The trouble is that this consensus-based codification is highly local — geographically, temporally, professionally, demographically, or by any other axis you cut it. For example a sentence like “Today is a good day.” means completely different things to people living in San Francisco than to people living in Byrd Station, Antarctica. For people living in Washington DC, it means different things in August than in February. On the same day in Washington DC, say on the day of Supreme Court’s decision on DACA, this sentence means different things to people who are politically to the extreme right than to those to the left.
To ~80% of earth’s population that does not understand English, the sentence does not mean anything at all, but let us engineers do the niche magic again and ignore them for a while.
The same idea can be expressed using different words. For example, “launch”, “unveil”, “release”, “unlock”, “announce”, “beta test” and “introduce” may mean the same event in some contexts. The same fact can also be colored in different sentiments or related to multiple other facts in multiple ways based on opinions of different authors.

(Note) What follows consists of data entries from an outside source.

PR #1520, opened 2021-01-18
[UX] Simplify the "Allow CORS" action in SPA create wizard

yasinmiran:
## Implementation
https://user-images.githubusercontent.com/25561152/104960380-19886f80-59fa-11eb-8649-364b03edc01d.mp4

### DIFF
--- a/modules/core/src/models/url-components.ts
+++ b/modules/core/src/models/url-components.ts
@@ -26,5 +26,8 @@ export interface URLComponentsInterface {
      * Contains host + port (if theres any).
      */
     host: string;
+    /**
+     * protocol + scheme + host
+     */
     origin: string;
 }
--- a/modules/core/src/models/url-components.ts
+++ b/modules/core/src/models/url-components.ts
@@ -1,0 +1,12 @@
+export interface URLComponents {
+    /**
+     * Does not include any trailing colon(:) from the protocol.
+     * For example: https, http, ftp, etc.
+     */
+    protocol: string;
+    /**
+     * Contains host + port (if theres any).
+     */
+    host: string;
+    origin: string;
+}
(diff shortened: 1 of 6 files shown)


modules/core/src/models/url-components.ts
```diff
@@ -0,0 +1,12 @@
+export interface URLComponents {
```
brionmario, line 1: Add WSO2 license header.

modules/core/src/utils/url-utils.ts
```diff
@@ -87,4 +88,36 @@ export class URLUtils {
...
+    };
+
+    public static isTLSEnabled(url: string): boolean {
+        return Boolean(URLUtils.urlComponents(url)
+            .protocol
+            .match("https")
+            ?.length
+        );
+    }
+
```
brionmario, line 122:
```suggestion
```

modules/theme/src/themes/default/elements/button.overrides
```diff
@@ -57,6 +57,13 @@
                 background: @downBackgroundColor;
             }
         }
+        &.with-no-border {
```
brionmario, line 60: Since we use `LinkButton` do we need this?

brionmario (approved):

modules/core/src/models/url-components.ts
brionmario, line 1:
```suggestion
export interface URLComponentInterface {
```

yasinmiran: +1 fixed in commit 514413c

modules/core/src/utils/url-utils.ts
yasinmiran: +1 fixed in commit de77eec

modules/core/src/models/url-components.ts
yasinmiran: +1 fixed in commit 294fb24

modules/theme/src/themes/default/elements/button.overrides
yasinmiran: Yes, we do need it. I have referenced it as an inline className

```suggestion
                            className={ "m-1 p-2 with-no-border orange" }
```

So, any decent solution to understand natural language (Natural Language Understanding or NLU — engineers are not that creative in making acronyms either) must be able to capture the ideas expressed by a give set of keywords and vice versa — the almost uncountable set of permutations of keywords that express the same idea. This mapping is different for a multi-variate context — geography, time of day, what not — as we saw earlier. In short, to be able to emulate even the simplest of human forms of communication, we need to capture Big Data out of every small page.
Many of the current solutions try to make a good guess as soon as they come across these tokens. For example, Stanford’s NLP kit assigns part of speech based on complex sentence parsing models built over statistical dictionaries. Another approach, like with Coseer’s Calibrated Quantum Mesh, is to take every possibility as a hypothesis. As these hypotheses are processed with each other in increasingly constrained steps, multiple permutations simply perish. For example, in the sentence “A report is due.”, we can make two hypotheses about “report” — verb or noun. When we inter-relate these with hypotheses on other words in the sentence, the verb hypothesis is voided. In either case, the simplest decisions require immense computing power.
Let’s make this real. At 9:30 pm Pacific Time on June 6, 2020, we ran a basic Finder module on www.nytimes.com. This module only focuses on the spatial position of text elements and creates hypotheses on basic facts encountered in text. The output is then used by multiple sophisticated algorithms to solve real problems. When we printed the JSON for NY Times, the basic mode output for single page ran into 1.7 million lines. For our solutions for Finance and Pharma sectors, our servers process 1–1.5m documents every day. In other words, for simplest of our solutions, we need to process data points running into trillions.
With the developments in Big Data and cloud technologies it has become possible to process this kind of information using commoditized hardware, so now we can attempt to emulate our brain and get computers to do things that have been exclusive human till now. Managing this ambiguity using explosive data permutations within latencies that are sensible for real time applications, is what NLU is all about.